What lines below include the string "GlobalConfOutdatedException"? Pick them out and copy them.
- - - - - - -
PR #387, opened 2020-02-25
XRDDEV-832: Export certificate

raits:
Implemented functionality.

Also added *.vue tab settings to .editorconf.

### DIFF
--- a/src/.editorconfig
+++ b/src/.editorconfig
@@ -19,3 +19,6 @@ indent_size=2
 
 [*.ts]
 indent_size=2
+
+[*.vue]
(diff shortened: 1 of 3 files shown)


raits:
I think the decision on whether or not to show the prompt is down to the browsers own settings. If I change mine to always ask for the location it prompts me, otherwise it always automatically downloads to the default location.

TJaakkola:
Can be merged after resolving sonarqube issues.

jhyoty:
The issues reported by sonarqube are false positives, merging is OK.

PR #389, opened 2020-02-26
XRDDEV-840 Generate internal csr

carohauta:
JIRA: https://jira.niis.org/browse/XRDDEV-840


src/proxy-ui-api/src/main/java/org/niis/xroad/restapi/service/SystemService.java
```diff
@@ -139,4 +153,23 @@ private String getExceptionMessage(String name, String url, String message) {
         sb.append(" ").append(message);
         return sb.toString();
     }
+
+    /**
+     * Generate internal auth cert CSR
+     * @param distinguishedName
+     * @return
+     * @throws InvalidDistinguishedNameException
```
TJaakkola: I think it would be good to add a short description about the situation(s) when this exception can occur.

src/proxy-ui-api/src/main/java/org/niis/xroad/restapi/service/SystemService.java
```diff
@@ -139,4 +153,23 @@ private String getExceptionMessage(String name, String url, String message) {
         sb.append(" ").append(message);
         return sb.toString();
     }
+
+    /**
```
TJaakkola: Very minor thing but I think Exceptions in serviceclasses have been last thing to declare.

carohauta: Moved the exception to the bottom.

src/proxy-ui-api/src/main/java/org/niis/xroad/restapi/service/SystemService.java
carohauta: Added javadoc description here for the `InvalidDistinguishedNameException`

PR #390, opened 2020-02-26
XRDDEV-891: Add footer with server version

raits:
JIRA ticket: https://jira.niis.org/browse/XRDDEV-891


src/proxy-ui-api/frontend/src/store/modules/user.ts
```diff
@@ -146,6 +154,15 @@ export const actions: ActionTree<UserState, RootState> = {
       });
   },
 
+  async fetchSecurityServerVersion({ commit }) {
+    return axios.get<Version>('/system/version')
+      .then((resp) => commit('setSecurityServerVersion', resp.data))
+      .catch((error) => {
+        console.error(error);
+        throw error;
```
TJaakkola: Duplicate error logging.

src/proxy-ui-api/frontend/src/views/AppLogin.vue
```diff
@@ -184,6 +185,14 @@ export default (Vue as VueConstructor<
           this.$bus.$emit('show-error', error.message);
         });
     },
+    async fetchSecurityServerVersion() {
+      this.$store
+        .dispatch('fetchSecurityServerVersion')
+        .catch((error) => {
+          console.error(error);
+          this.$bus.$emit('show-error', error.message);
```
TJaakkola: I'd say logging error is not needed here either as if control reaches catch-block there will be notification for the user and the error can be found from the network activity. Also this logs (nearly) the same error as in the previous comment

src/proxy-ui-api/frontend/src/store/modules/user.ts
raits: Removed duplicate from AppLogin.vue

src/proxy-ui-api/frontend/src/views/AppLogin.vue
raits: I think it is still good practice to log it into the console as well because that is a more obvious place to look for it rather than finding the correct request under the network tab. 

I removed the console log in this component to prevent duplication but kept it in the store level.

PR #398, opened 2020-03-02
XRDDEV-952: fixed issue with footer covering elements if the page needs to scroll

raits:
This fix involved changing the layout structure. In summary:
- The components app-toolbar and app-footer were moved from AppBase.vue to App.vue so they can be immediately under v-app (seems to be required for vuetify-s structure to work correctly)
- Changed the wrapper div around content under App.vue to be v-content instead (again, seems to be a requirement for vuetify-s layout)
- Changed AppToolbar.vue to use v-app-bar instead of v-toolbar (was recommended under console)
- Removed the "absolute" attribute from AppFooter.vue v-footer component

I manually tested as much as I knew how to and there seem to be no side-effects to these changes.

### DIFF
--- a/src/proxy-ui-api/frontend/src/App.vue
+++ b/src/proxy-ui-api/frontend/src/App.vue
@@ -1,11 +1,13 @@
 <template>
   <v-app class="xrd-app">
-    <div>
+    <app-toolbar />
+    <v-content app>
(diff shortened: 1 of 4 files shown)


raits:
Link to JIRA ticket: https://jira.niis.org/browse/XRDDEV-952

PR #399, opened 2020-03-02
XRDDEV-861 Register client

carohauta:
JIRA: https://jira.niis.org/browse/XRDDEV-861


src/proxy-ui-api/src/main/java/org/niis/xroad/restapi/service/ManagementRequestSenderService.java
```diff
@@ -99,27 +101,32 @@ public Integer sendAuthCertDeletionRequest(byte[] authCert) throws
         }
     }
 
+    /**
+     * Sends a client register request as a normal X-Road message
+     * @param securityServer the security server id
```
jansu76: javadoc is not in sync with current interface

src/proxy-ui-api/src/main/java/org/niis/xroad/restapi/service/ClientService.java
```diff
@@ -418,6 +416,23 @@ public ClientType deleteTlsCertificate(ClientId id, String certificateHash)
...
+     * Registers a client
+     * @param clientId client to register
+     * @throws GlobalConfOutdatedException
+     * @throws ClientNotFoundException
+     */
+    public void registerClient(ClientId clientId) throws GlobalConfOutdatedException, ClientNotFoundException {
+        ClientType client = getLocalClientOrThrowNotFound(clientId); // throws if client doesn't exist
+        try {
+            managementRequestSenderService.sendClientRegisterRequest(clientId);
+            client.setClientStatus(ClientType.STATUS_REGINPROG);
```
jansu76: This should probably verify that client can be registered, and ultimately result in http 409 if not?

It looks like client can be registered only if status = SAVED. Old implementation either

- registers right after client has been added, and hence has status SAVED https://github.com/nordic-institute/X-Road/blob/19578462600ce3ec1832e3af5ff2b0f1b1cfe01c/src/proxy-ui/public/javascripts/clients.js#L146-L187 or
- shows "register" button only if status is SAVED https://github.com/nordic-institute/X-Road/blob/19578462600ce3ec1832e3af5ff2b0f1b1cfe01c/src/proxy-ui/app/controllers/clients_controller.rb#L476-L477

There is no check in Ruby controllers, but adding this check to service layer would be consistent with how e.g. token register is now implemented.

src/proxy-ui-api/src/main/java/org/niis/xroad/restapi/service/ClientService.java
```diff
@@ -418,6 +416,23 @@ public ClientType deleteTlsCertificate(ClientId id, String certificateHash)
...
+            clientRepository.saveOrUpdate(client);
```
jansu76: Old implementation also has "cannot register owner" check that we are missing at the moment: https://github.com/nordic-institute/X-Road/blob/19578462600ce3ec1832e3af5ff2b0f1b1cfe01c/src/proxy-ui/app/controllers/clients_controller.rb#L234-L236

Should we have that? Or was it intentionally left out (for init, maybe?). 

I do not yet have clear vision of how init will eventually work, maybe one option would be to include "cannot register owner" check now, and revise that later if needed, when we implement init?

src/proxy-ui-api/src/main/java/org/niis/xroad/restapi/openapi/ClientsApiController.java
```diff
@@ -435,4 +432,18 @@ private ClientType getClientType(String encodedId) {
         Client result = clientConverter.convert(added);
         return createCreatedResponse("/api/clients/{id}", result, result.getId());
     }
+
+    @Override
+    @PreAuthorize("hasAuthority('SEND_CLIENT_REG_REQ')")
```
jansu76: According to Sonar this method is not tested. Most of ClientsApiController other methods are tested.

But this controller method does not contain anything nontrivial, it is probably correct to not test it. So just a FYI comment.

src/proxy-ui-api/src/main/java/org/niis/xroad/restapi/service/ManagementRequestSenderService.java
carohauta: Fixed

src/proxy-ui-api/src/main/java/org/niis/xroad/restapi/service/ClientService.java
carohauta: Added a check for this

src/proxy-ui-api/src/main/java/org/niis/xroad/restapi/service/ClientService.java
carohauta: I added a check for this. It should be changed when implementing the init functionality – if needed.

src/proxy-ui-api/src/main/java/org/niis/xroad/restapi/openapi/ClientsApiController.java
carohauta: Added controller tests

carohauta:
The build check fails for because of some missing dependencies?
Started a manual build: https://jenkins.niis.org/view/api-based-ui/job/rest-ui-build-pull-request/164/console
- - - - - - -
● **Answer to this exercise**:
+     * @throws GlobalConfOutdatedException
+    public void registerClient(ClientId clientId) throws GlobalConfOutdatedException, ClientNotFoundException {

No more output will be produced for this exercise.